Фрося прячется всё время в одном и том же месте – в неглубокой канавке за медовкой. Укрывшись там, она с бьющимся, готовым выпрыгнуть из груди сердцем, со сладкой болью под ложечкой ждёт: вот сейчас зашуршит рядом, и он неловко свалится в канаву и горячий, желанный, обнимет её и спросит: «Ждала?» – «Угу», – приглушённо ответит она и доверчиво потянется к нему холодными робкими губами. Над ними низко свисают яблони. Иван протянет руку, сорвёт одно, сунет в рот девушке, та подымет подбородок поближе к его лицу, хитро подмигнёт ему, и, соединив губы, они будут откусывать от одного яблока одновременно; сок потечёт по губам, наполнит рот, и, захлёбываясь им, как счастьем, они тихо засмеются: Фрося будет играть его мягкими кудрями, влажно спадающими на лоб, на блестящие в темноте глаза; притянув его большую круглую голову, опять поцелует, затем спохватившись, испуганно скажет: «Иди, увидют!» Он убежит…

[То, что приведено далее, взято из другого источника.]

PR #932, opened 2020-09-15
Events page size

### LINKED ISSUE #886: Allow users to specify the number of events per page
Currently the events page shows 20 events per page. It would be nice if users could specify the page number instead of having a hardcoded value.

WojcikMike:
fixes #886 

image


sergioc (commented):
The dropdown is too crammed over the pager. Can it be aligned with the left side of the list?

WilliamBZA (approved):

WojcikMike:
@sergioc how about this? 
image

sergioc (approved):

PR #940, opened 2020-10-01
Endpoint filtering for monitoring view

timbussmann:
Adds a text input field that allows filtering endpoints by their name. In addition the filter can also be provided via search param in the URL so that filters can be shared and saved via bookmarks.

This is a draft PR, missing proper styling and more.

### DIFF
--- a/src/ServicePulse.Host/app/css/particular.css
+++ b/src/ServicePulse.Host/app/css/particular.css
@@ -3023,6 +3023,17 @@ a.remove-endpoint:hover i {
     border-radius: 4px;
 }
 
+.filter-input {
+    width: 280px;
+    vertical-align: top;
+    margin-top: 2px;
+    margin-left: 10px;
+    padding-right: 10px;
+    padding-left: 10px;
+    border: 1px solid #aaa;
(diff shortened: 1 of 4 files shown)


timbussmann:
this seems to work fine in combination with the SC-connection embedded in the URL query string.

timbussmann:
I moved the filter input to the same location as on the heartbeats view. I couldn't reuse the existing classes out of the box as they contains some specific magin settings and other stuff related to the position on the heartbeats view.

image

I can finish the styling next week, however I'm not 100% convinced about the location. Since this filters by endpoint name, does it make sense to have the filter input on the exact opposite side of the screen? This feels a bit counter-intuitve, thoughts @sergioc ?

timbussmann:
tried to tweak the styling. This has been a CSS nightmare due to get the correct "right-alignment" of the time scale and the filter input due to to all the styles applied to the nav elements (used for the timerange selectors).

image


@sergioc please review and feel free to fix the CSS ;)

seanfarmar (approved):
LGTM

sergioc (approved):

PR #942, opened 2020-10-06
Add ordering functionality to monitoring view

timbussmann:
Adds the ability to order by endpoint name or the metrics. The button is a toggle button and switches between asc/desc when you click it. 

The ordering works by the provided average value of the given metric. This means that not the endpoint with the highest spike would show up at the top but the endpoint with the highest average value. There is currently no other reliably comparable value available to sort by, we'd have to add that to SC I think. But average might be a fairly good value to sort by because the average changes much more slowly than the most current data point which makes the sorting quite a bit more stable and not jumping forth and back constantly on every bump in the graph.

The UI needs some tweaking, I just added the buttons as a first spike. It definitely causes issues with the length of the retry column header, I think we might have to shorten the column value if we keep the approach of adding the sorting on the column level.

image

(PR currently depends on #940)


seanfarmar (approved):
Loads of CCS stuff I can't review but looks good to me :-)

timbussmann:
I think I got the main functionality working but I think this needs a lot of CSS love and stuff. Main issues I saw:
* When the sort icon is added, the margin/padding is weird and moves the text incorrectly
* the tooltip text sometimes hardly shows up or flickers
* the click event isn't fired on every position, e.g. it seems when clicking directly on the text it doesn't account for a click

@sergioc let me know if you can help me out with this

src/ServicePulse.Host/app/modules/monitoring/views/endpoint_details.html
```diff
@@ -111,8 +111,8 @@ <h1 class="righ-side-ellipsis col-lg-max-10" uib-tooltip="{{endpointName}}">
                     </div>
                     <div class="col-xs-6 no-side-padding scheduled-retries-rate-values">
                         <div class="row">
-                            <span class="metric-digest-header" uib-tooltip="Scheduled retry rate: The number of messages per second scheduled for retries (immediate or delayed).">
-                                Scheduled Retries Rate
+                            <span class="metric-digest-header" uib-tooltip="Retries rate: The number of messages per second scheduled for retries (immediate or delayed).">
```
timbussmann, line 114: maybe an alternative would be "Scheduled retries:", that's also short but implies delayed retries (scheduled). There is a certain consistency using rate given the other columns though.

timbussmann:
this got a few more changes and tweaks but should be good now, do you want to review again @seanfarmar ?

timbussmann:
@sergioc I noticed some layouting issues on the monitoring endpoint details page, not sure this is related to the changes made in this PR though?

image

timbussmann:
discussed the styling error with @sergioc and it seems this is likely to come from the changes made in #940. This can be addressed outside of this PR, merging this for now.

PR #945, opened 2020-10-09
Update monitoring and heartbeat icons

sergioc:
Heartbeat and monitoring icons are now easier to distinguish one from the other. Icons for endpoint connectivity loss and monitoring connectivity loss are also now better represented.

image


timbussmann (approved):
looks fine to me. On the last row on the screenshot, the alignment of the two icons seems a bit off but not sure that needs to be addressed.

sergioc:
fixed alignment

seanfarmar (approved):
LGTM

PR #946, opened 2020-10-09
Add unit tests for passing filter value via url query

timbussmann:
adding some unit tests to the filter query feature that was added in #940


seanfarmar (approved):
LGTM

PR #19, opened 2022-04-15
Predator Big SD Laugh (MOVIELIKE AF) + big SD fix

johnravioliUSA:
## About The Pull Request

Predators on the BIG SD setting will now laugh when they activate it, it is awesome.
A little bit of shitcode is changed to just add it in

[https://streamable.com/wygkja](url)
(p.s. You cannot big SD on the almayer, but you can still laugh maniacally as you blow up)

https://streamable.com/zvboiz

updated sound

## Why It's Good For The Game

Predators can do the movielike thing and automatically have a different laugh when self destructing on the big setting. It is good for the game since it's movielike AF, hence the name. Unironically, actually good for the game because it will be awesome

## Changelog

:cl: johnravioli
add: Big SD now has a laugh when you activate it
soundadd: New maniacal laugh to blow up to when fighting a Predator
fix: Sponsored by Betapower, Predator big SDs now work again.
/:cl:


code/modules/cm_preds/yaut_bracers.dm
```diff
@@ -751,6 +751,9 @@
 		var/turf/T = get_turf(M)
 		message_staff(FONT_SIZE_HUGE("ALERT: [usr] ([usr.key]) triggered their predator self-destruct sequence [A ? "in [A.name]":""] (<A HREF='?_src_=admin_holder;adminplayerobservecoodjump=1;X=[T.x];Y=[T.y];Z=[T.z]'>JMP</a>)"))
 		log_attack("[key_name(usr)] triggered their predator self-destruct sequence in [A ? "in [A.name]":""]")
+		var/obj/item/clothing/gloves/yautja/hunter/bracer = M.gloves
```
stanalbatross, line 754: why do you need this? it's not referenced anywhere.

code/modules/cm_preds/yaut_bracers.dm
```diff
@@ -751,6 +751,9 @@
...
+		if(explosion_type == 0 && is_ground_level(z))
```
stanalbatross, line 755: according to shaddeh this causes issues when trying to big SD

stanalbatross (changes requested):

stanalbatross (changes requested):
triio says give the SD sound a fadeout at the end because it sounds bad without one.

johnravioliUSA:
> triio says give the SD sound a fadeout at the end because it sounds bad without one.

its fixed

stanalbatross (approved):

PR #22, opened 2022-04-15
HPR suppressing fire

stanalbatross:
## About The Pull Request

MR by ghostsheet, I will make any changes needed and update + rebase it as needed.

This is the support version of the HPR, it's role will be to suppress the enemy with negative status effects rather than dealing sizable damage.

Suppressing Fire!

Suppressing stack by applying this amount of stack per bullet:

4 stacks to a human

2 stacks to a xeno

1 stack to a large xeno

Every 2 stack a small screen shake will apply, power scales on stacks

At 10 stack, daze will apply

At 20 stack, slow will apply

At 30 stack, super slow will apply

After 2 seconds stacks will start to dissipate completely over a few seconds

https://streamable.com/9arjdz

This is two of two proposal (!2131MR by ghostsheet, I will make any changes needed and update + rebase it as needed.
This is the support version of the HPR, it's role will be to suppress the enemy with negative status effects rather than dealing sizable damage.
Suppressing Fire!
Suppressing stack by applying this amount of stack per bullet:
4 stacks to a human
2 stacks to a xeno
1 stack to a large xeno
Every 2 stack a small screen shake will apply, power scales on stacks
At 10 stack, daze will apply
At 20 stack, slow will apply
At 30 stack, super slow will apply
After 2 seconds stacks will start to dissipate completely over a few seconds
https://streamable.com/9arjdz
This is two of two proposal ([!2131 (](https://github.com/cmdevs/colonial-warfare/-/merge_requests/2131)

## Why It's Good For The Game

HPR IFF is SHIT and this is pretty clearly evident. This moves the HPR more towards its intended role as an infantry support LMG, not a shitty smartgun that is less mobile.

Might need a design doc.

## Changelog

:cl: Ghostsheet, Stan_Albatross
add: HPR bullets will now give xenos suppressing fire stacks, which will daze, slow, and then super slow xenos after 15 or 30 shots, depending on their size.

balance: The HPR no longer has IFF when bipodded.
/:cl:

### DIFF
--- a/ColonialMarinesALPHA.dme
+++ b/ColonialMarinesALPHA.dme
@@ -291,6 +291,7 @@
 #include "code\datums\components\bonus_damage_stack.dm"
 #include "code\datums\components\cluster_stack.dm"
 #include "code\datums\components\footstep.dm"
+#include "code\datums\components\suppressing_stack.dm"
 #include "code\datums\components\toxin_buildup.dm"
 #include "code\datums\components\weed_damage_reduction.dm"
 #include "code\datums\components\xeno\shield_slash.dm"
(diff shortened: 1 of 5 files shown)


ghostsheet:
Remove holotargeting don't remove IFF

Однажды хороводились в саду до поздней ночи. Удод уже трижды предупредил, что «худо тут», что пора, мол, отправляться по домам, коростель скрипел надсадно и особенно сердито, всполошились невидимые пичуги – залепетали, загалдели, в лесу два раза кликушески прокричал филин, далеко, на Вонючей поляне, зазвонил перепел: «Спать пора, спать пора». Сад устало исходил тёплым влажным зноем смешанных запахов росных трав, малины, яблок и мёда. Сверху на него кропили тихие звёзды.

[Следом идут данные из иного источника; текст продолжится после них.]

PR #26, opened 2022-04-15
Marker Spitter Strain/Metatarget Spitter

insertnamehere123:
## About The Pull Request

A spitter strain that debuffs targets by having them take 10% extra damage, which will begin ticking down after 5 seconds if they remain unmarked.

All xenos within 5 tiles of the hit target will get a shield to help them stay in the fight longer or escape if needed.

Has the viewrange of a boiler and can spit at distant targets, but the spit moves a tier slower than a base spitter.

Loses it's Spitter Frenzy and the acid spray, spit itself does less damage and loses it's DOT effect.

Adds a new xeno ammo with the above effects and IFF.

Github version of this: https://gitlab.com/cmdevs/colonial-warfare/-/merge_requests/2469

## Why It's Good For The Game

Gives the spitter a long ranged support oriented strain

## Changelog

:cl: Insertusername
rscadd: Marking Spit Ammo, Marker Spitter Strain.
tweak: New spitter strain.
/:cl:


stanalbatross:
DNM added until tested and design specifics decided upon

code/modules/mob/living/carbon/xenomorph/mutators/strains/spitter/marker.dm
```diff
@@ -0,0 +1,40 @@
+/datum/xeno_mutator/marker
+	name = "STRAIN: Spitter - Marker"
+	description = "You weaken your corrosive acid for pheremones to support your sisters and acid to weaken your foes"
```
stanalbatross, line 3:
```suggestion
	description = "You weaken your corrosive acid for pheromones to support your sisters and acid to weaken your foes"
```

code/modules/projectiles/ammo_datums.dm
```diff
@@ -2521,6 +2521,34 @@
...
+		var/shield_duration = 30 SECONDS
+		var/shield_decay = 10
+
+		if (!istype(X) || !X.check_state())
+			return
+
+		if(X.stat == DEAD)
+			continue
+
+		to_chat(X, SPAN_XENOBOLDNOTICE("THE MARKED ONE AND IT'S COHORTS MUST DIE!"))
```
stanalbatross, line 2548:
```suggestion
		to_chat(X, SPAN_XENOBOLDNOTICE("The marked host and its cohorts must die!"))
```
too over-the-top

stanalbatross (changes requested):
image
runtime during testing, occurred when moving around while zoomed out.

The zoomout also needs to be lower and there needs to be a better indication of what the spit actually does to the player.

PR #36, opened 2022-04-15
Fixes the light performance bug

### LINKED ISSUE #2: SGs don't have proper nightvision, they can't see xenos past 6 tiles.
See title.

Their glasses have darkness_view = 5 which is an issue, it should be darkness_view = 12

Watermelon914:
## About The Pull Request

Lummox said in a post that byond's built-in darkness makes view() calls O(n^3) instead of O(n^2), which has shown to be significant on CM. Profiler has shown that procs using view() take a lot more cpu time than they normally would, and players have described the game feeling a lot more sluggish earlier on ever since the lighting changes. As a result, I am reverting the changes to luminosity that were made 

Closes #2

## Why It's Good For The Game

Performance improvements


stanalbatross (approved):
zased

PR #38, opened 2022-04-15
SciAnnex minor fixes

Chainsawicus:
## About The Pull Request

A group of three telephones all intended to be density 0, had one in the line that was density 1, meaning people could not walk through them as intended since they're offset onto a wall.
Reagent tanks around LZ1 and LZ2 were on lower layers than nearby floor decals, this changes it so that they will show above floor decals properly.

## Why It's Good For The Game

Invisible walls are bad for the game, this fixes one.
Visual consistency & making sense is important for atmosphere, good for the game to have reagent tanks prioritised over floor decals.

## Changelog

:cl: ChainsawMullet

fix: Annex telephone no longer so dense it creates an invisible wall.
fix: Reagent tanks around LZ1 and LZ2 now properly display over floor decals.

/:cl:


Nanu308 (approved):
Mapping Good

PR #41, opened 2022-04-15
Set Squad Admin Tool

Geevies:
## About The Pull Request

Lets people with varedit perms set a human's squad.

## Why It's Good For The Game

Kinda neat for testing and gameplay I guess?

## Changelog

:cl:
admin: Add the ability for staff to set someone's squad.
/:cl:

### DIFF
--- a/code/modules/admin/player_panel/actions/physical.dm
+++ b/code/modules/admin/player_panel/actions/physical.dm
@@ -203,7 +203,7 @@
 	if(!selected_squad)
 		return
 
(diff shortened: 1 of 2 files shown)


Shad0vvs (commented):
We might want a return if they have no current squad.

Shad0vvs (changes requested):
We might want a return if they have no current squad so we don't log things that don't change anything.

Shad0vvs (approved):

– Ну, хлопцы, пора! – возвестил молодой хозяин и вдруг с удивлением обнаружил, что компания их испарилась больше чем наполовину.

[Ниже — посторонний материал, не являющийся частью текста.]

PR #51, opened 2022-04-16
XvX Slash Damage Nerf

Geevies:
## About The Pull Request

Reduces the XvX Slash Damage modifier from x2.25 to x1.5.

## Why It's Good For The Game

I noticed that XvX tends to be either: The hives run into eachother and both die damn near instantly because slash damage is super high, or, the hives keep a 4 tile barrier between eachother because TTK is so low and no one wants to engage. With this change, there should be room to skirmish and still survive.

## Changelog

:cl:
balance: The XvX Slash Damage modifier has been lowered to x1.5 from x2.25.
/:cl:

### DIFF
--- a/code/__DEFINES/xeno.dm
+++ b/code/__DEFINES/xeno.dm
@@ -114,7 +114,7 @@
 
 #define XVX_UNIVERSAL_DAMAGEMULT 1.5 // Use to unilaterally buff every caste's DAMAGE against other xenos.
 
-#define XVX_SLASH_DAMAGEMULT 0.5 * XVX_UNIVERSAL_DAMAGEMULT // 0.75 | Applies to any abilities that uses brute damage or slash damage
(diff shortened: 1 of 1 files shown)


Watermelon914:
As the original developer on XvX, the slash damage is that high because it would often take an annoying amount of time to kill a xeno who could just run off and escape.

GoldenDarkness55:
Doesnt this make runners deal no damage? Ravs would be essentially unkillable aswell. I do agree TTK's a lil too fast now - 2.00 or 1.75 could work

stanalbatross (changes requested):
0.75 is likely too low, tune it up a bit.

Nanu308:
As Walter stated the opposite would become the issue where neither can kill each other due to the healthpools of xenos, put it at 1.5 instead @Geevies and we can work from that

Shad0vvs (approved):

Первыми неслышно ускользнули Мишка Песков с Аннушкой. За ними Полетаев и Фрося – вот это уж было больнее всего… Ушла молодая чета Звоновых, тоже втихую. Остались Федот Ефремов, Василий Маслов, робкая Наташа Пытина, да он, Николай. Ничего не поделаешь, придётся ему провожать Наталью до Панциревки, чего доброго, могут ещё поколотить панциревские ребята.
– Федот, Васька! Пошли со мною – Наташу проводим! – попросил он и от досады оглушительно свистнул. Над головами опять вспорхнули угомонившиеся было птицы, суматошно покружили в темноте и пропали где-то. В лесу снова захохотал филин.
– Чёрт тебя раздирает! – погрозил в темноту Николай и направился к лодке, чтоб перевезти всех на ту сторону Игрицы, откуда до Панциревки рукой подать. Мимо Вишнёвого омута промчались бегом. Как ни храбрились хлопцы, но и они не выдержали – ноги сами несли их подальше от этого тёмного места. Вишнёвый омут по ночам был по-прежнему грозен и страшен для людей.
Иван Полетаев и Фрося возвращались в Савкин Затон дальней лесной дорогой. Шли не торопясь. Говорили мало, больше целовались, всякий раз останавливаясь.
– Марьяжный мой, – шептала Фрося, обливая лицо его светом больших, ясных, родниковых глаз. – Мой, мой! Ведь правда, Вань, мой ты… весь мой! Ну, скажи!
– А то чей же? Знамо, твой.
– Понеси меня маленько.
Он легко поднял её на руки. Понёс.
– Ну, будя.
Он не слушался, нёс, нёс, нёс…
– Будя же!
– Поцелуй!
– Ну… вот. Теперь хватит, пусти.
– Ищо поцелуй.
– Ну… вот тебе, вот, вот! – Она звонко чмокала его несколько раз кряду, спрашивала: – Хватит?
– Ищо!
Их спугнули чужие шаги. Кто-то шёл навстречу. Да не один, а двое. Фрося и Иван юркнули в кусты, затаились.
– Михаил Аверьянович. – угадал Иван, шепча. – А кто это с ним? Ба, да это ж Улька! Она и есть! Глянь!
Михаил Аверьянович и Улька прошли молча. Михаил Аверьянович держал свою спутницу за руку, как бы боясь, что она может убежать от него, шагал быстро, а Улька едва поспевала за ним.
Фросе почему-то стало не по себе.
– Бежим, Вань! – сказала она, когда вновь вышли на дорогу.
– А куда нам торопиться-то?
– Нет, бежим, бежим! – И, вырвавшись из рук его, она побежала первой. За Ужиным мостом остановилась, прижалась к его горячей, мокрой от пота рубашке, трудно дыша, призналась: – Боюсь я чего-то, Вань…
– Чего?
– Сама не знаю. А боюсь…
Шли по тихой улице. Он говорил ей что-то, Фрося не отвечала. Печальные и неведающие, отчего печальные, молча и холодно расстались у ворот её дома. И не виделись больше до самой осени: Фрося не выходила на улицу.